Objection is made to the ruling of the court in giving the second and third instructions, and the refusal of the ninth offered by plaintiffs in error. We are of opinion that there was no substantial error in this ruling. What we have said in considering the foregoing points is applicable, and need not be repeated. See, also, in this connection, 1 Jarman on Wills, 105; Redfield’s Am. Cas. 28, 29; Guild v. Hull, 127 Ill. 523; Wilbur v. Wilbur, supra.

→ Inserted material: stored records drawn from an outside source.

PR #10983, opened 2015-02-05
Watch the ngInit so that if it changes it can be re-evaluated.

rwlogel:
If `ng-init` is used for creating a variable alias it currently only evaluates that alias when it is created.  For example:

``` html
<div ng-init="model=some.long.variable.name.object">
    <input ng-model="model.foo">
    <input ng-model="model.bar">
</div>
```

If `some.long.variable.name.object` changes then model won't be updated.  This change will ensure that if it changes it will be re-evaluated.

### DIFF
--- a/src/ng/directive/ngInit.js
+++ b/src/ng/directive/ngInit.js
@@ -62,6 +62,11 @@ var ngInitDirective = ngDirective({
     return {
       pre: function(scope, element, attrs) {
         scope.$eval(attrs.ngInit);
+      },
+      post: function(scope, element, attrs) {
+        scope.$watch(attrs.ngInit, function() {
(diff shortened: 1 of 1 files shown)


rwlogel:
CLA Signed

rwlogel:
This feature isn't going to work as I expected because something like this triggers an infinite loop:

```html
<div ng-init="model= {foo: 1, bar: 2}">
    <input ng-model="model.foo">
    <input ng-model="model.bar">
</div>
```
Everytime it is evaluated the reference for scope.model changes, which triggers another evaluate.

In our project we ended up just creating a directive we called `gsAlias` which works like ng-init except only for reference assignment.

PR #10985, opened 2015-02-05
fix(ngTouch): don't prevent the click event after a touchmove

mikec:
Remove the touchmove handler so that resetState is not called on touchmove. The touchend event handler already prevents the click from being triggered if the distance moved exceeds the MOVE_TOLERANCE, so detection of touchmove is not needed. Previously, because of resetState on touchmove, the click would not be triggered even if the event coordinates changed by only 1px or 2px, which seems to be very common for taps on mobile browsers.


pomerantsev:
+1

dheidebrecht:
:+1: we had to patch a local version of this to fix issues on iOS.

PR #11244, opened 2015-03-04
aria-checked="{{checked}}" - to reflect check state 

neilyoung:
IMHO this needs to be changed from 
<some-checkbox role="checkbox"  ng-model="checked" ng-class="{active: checked}"
to
<some-checkbox role="checkbox" aria-checked="{{checked}}" ng-model="checked" ng-class="{active: checked}"

in order to be proper read by a screen-reader


Narretz:
This is actually a bug in the current version. If an element has `role="checkbox"` it should set the attribute automatically.

PR #11246, opened 2015-03-05
test(IE8): Remove workarounds for IE8

realityking:
For some reason shrink-wrap just blew on my system, so this is untested.


lgalfaso:
landed as 9b2a4c6851b783bdf15507201c213ac5dc91cae1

Complaint is also made to the giving of the fifth instruction for proponents. While the instruction is objectionable, that it is not based upon the evidence in the case,—certainly not as to all the contestants,—and therefore should not have been given, the general principle announced, with proper limitations, finds ample support. 1 Jarman on Wills, 104; 11 Am. and Eng. Ency. of Law, 154, note 1.
For the errors indicated, the decree of the circuit court will be reversed, and the cause remanded for further proceedings.